# Set list Length?



## Demeyes (Dec 3, 2008)

Just wondering how long your normal set list is?
When I played covers in a band we did 1.5-3 hours regularly enough. With my original metal band we generally get 30-45 mins. I've seen gigs where bands have played as little as 15min for their set but at most gigs here it about 30 for suppport upto max an hour for an originals band.


----------



## thedownside (Dec 3, 2008)

we normally play around 45-55 minutes. although we did play a festival this summer, 2 shows, almost 3 hours per show


----------



## darren (Dec 3, 2008)

We typically structure a 30-45 minute set, as that's usually all we get.

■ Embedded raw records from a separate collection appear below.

PR #1744, opened 2025-05-05
Allow getting notifications from BLE devices connected to HCI adapters with index > 9

mmatthe:
This seems like a bit constructed problem, but it indeed occured to me in real world (see below for background info).

When the BT adapter that a device is connected to has an index >9 (i.e. `hci10`, `hci11` etc.), no notifications can be received. This is due to the hardcoded character count in `device_path_from_characteristic_path`. This PR makes the extraction of the device path more robust by splitting the string by `/` and rebuilding it accordingly.

Background: I was fighting with a BLE adapter which constantly would lose connection to the devices and needed unplug+replug to get back the connection. Every unplugging would increase the hci index if replugged too fast. When I finally got a connection to my device, I could not get the notifications in bleak, despite gatttool could receive them. Also, in the debug output of bleak the notifications came in, so the issue was then relatively quickly found.


bleak/backends/bluezdbus/utils.py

We once hosted a CD release set where we played two hour-long sets of all original stuff. It was brutal and exhausting.


----------



## Meldville (Dec 3, 2008)

30 minutes typically, never more than 45. I firmly believe that unless you're Slayer or Priest (or someone of that caliber), nobody really wants to hear you play for hours.


----------



## ZXIIIT (Dec 3, 2008)

My band usually plays for 35 minutes.


----------



## hairychris (Dec 9, 2008)

30 minutes seems to be pretty much what I've ended up playing. Not outstaying your welcome seems to be the way to go if you're playing originals and you aren't a known act...


----------



## MF_Kitten (Dec 9, 2008)

25-30 minutes is as long as my band&#180;s gone yet. one of my earlier bands got like 45 minutes once though, that was cool 

but if you&#180;re the band people are coming to see, then an hour to an hour and a half is a good length.

i can&#180;t wait till my band has made enough material to play for that long... yeeeah!


----------



## TheAceOfSpades1 (Dec 9, 2008)

My current band hasn't played any shows yet but the old band's shows were generally around 25 minutes. Our longest set ran close to 50 minutes. And our shortest was about 15 minutes.


----------



## petereanima (Dec 10, 2008)

we ussually play something between 30-45 minutes - depending on how much time we GET and if then really someone should scream for more hahaha...

i like to play 30 minute sets most, because thats also what i enjoy when i see bands in that genre. i lose attention when i see unknown "brutal" bands for longer than 45 minutes.


----------



## Benjo230 (Dec 10, 2008)

Our set list remains the same constantly (which runs upto around 45 minutes including little talks with the crowd etc...). If we've been given a half hour slot, we just drop the least impressive song/s...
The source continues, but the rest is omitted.